Дак что-то вычислял на логарифмической линейке, сидя рядом с Роджем. Родж на большом листе бумаги строил прогнозы по какой-то сложной средневзвешенной формуле, разработанной им самим. Десяток или более гигантских искусственных мозгов, рассеянных но всей Солнечной системе, занимались сегодня вечером тем же самым, но Родж предпочитал свои методы.

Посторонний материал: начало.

PR #168, opened 2025-01-29
Run nf-test tests in parallel.

harmonbhasin:
Added new script, `bin/run_parallel_test.sh`, that allows users to run nf-test tests locally in parallel


bin/run_parallel_test.sh
```diff
@@ -0,0 +1,64 @@
...
+    print_usage
+fi
+
+# Store exit statuses
+declare -a pids
+declare -a statuses
+
+# Download any plugins as running in parallel doesn't guarantee that they install properly
+nf-test update-plugins
+sleep 10
```
willbradshaw, line 33: 10 seconds seems like a long time to wait

bin/run_parallel_test.sh
```diff
@@ -0,0 +1,64 @@
...
+    wait "$pid"
+    statuses+=($?)
+done
+
+# Check exit statuses
+all_passed=true
+for status in "${statuses[@]}"; do
+    if [ "$status" -ne 0 ]; then
+        all_passed=false
+        echo "One or more test shards failed with exit status: $status"
```
willbradshaw, line 55: Can we do any better than this? E.g. specify which specific tests failed? I'm worried this will lead to a lot of useful information getting lost and make debugging slow.

willbradshaw (changes requested):

bin/run_parallel_test.sh
harmonbhasin: fair, i'll reduce this to 2 seconds

bin/run_parallel_test.sh
harmonbhasin: yeah we can probably do better, i'll look into this.

bin/run_parallel_test.sh
```diff
@@ -0,0 +1,77 @@
...
+done
+
+# Check exit statuses
+if [ "$failed_shards" == "true" ]; then
+    echo "Some test shards failed. Check the test log at: $error_log"
+    grep "FAILED" "$error_log"
+    exit 1
+else
+    echo "All test shards completed successfully"
+    rm -rf "$temp_dir"
```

Он мне как-то сказал, что ему достаточно пройтись по избирательному округу, чтобы «расколоть» его и прогнозировать результат с точностью до двух процентов.

Я ему верил.

Доктор Капек развалился в кресле, сложив ручки на животе, чем-то похожий на разомлевшего земляного червя. Пенни сновала туда-сюда, поправляя какие-то вещи, стоявшие, по ее мнению, неправильно, и разнося нам напитки. Мне показалось, что она избегает прямо смотреть на меня и на мистера Бонфорта.

Мне до сих пор никогда не приходилось бывать на вечеринках, посвященных окончанию выборов. Эта на обычные сборища ничем не походила. Ее отличал какой-то особый уют, какой-то покой, наступивший после того, как бушующие страсти улеглись. В общем, как именно проголосовали избиратели, казалось даже неважным – мы честно сделали все что могли, мы были окружены друзьями и соратниками, и на какоето время прежние страхи и заботы отошли на задний план, хотя возбуждение и любопытство все еще жили в глубине сердца каждого из нас. Все это напоминало момент, когда торт уже испечен, но его еще предстоит украсить завитушками из крема.

Не помню, проводил ли я когда-нибудь время с большим наслаждением.

Родж поднял глаза, поглядел на меня, но обратился к мистеру Бонфорту:

– Континент выглядит как груда мозаики, не сложившейся в картину. Похоже, что американцы осторожничают, пробуя воду голыми пятками и не решаясь перейти на нашу сторону. Вопрос для них в том – не глубока ли водичка.

– А прогноз вы можете дать, Родж?

– Пока нет. О, у нас явное большинство голосов, но при распределении мест в Великой Ассамблее возможны изменения в ту или иную сторону на десятки кресел. – Он встал. – Прощвырнусь-ка я, пожалуй, в город…

Вообще-то говоря, мне тоже следовало бы появиться где-нибудь в качестве мистера Бонфорта. Лидер партии во время подсчета голосов обязательно должен был показаться хотя бы в штаб-квартире выборной кампании. Но я там за все эти шесть недель ни разу не был, так как там меня могли разоблачить быстрее всего. Тем более не имело смысла рисковать сегодня.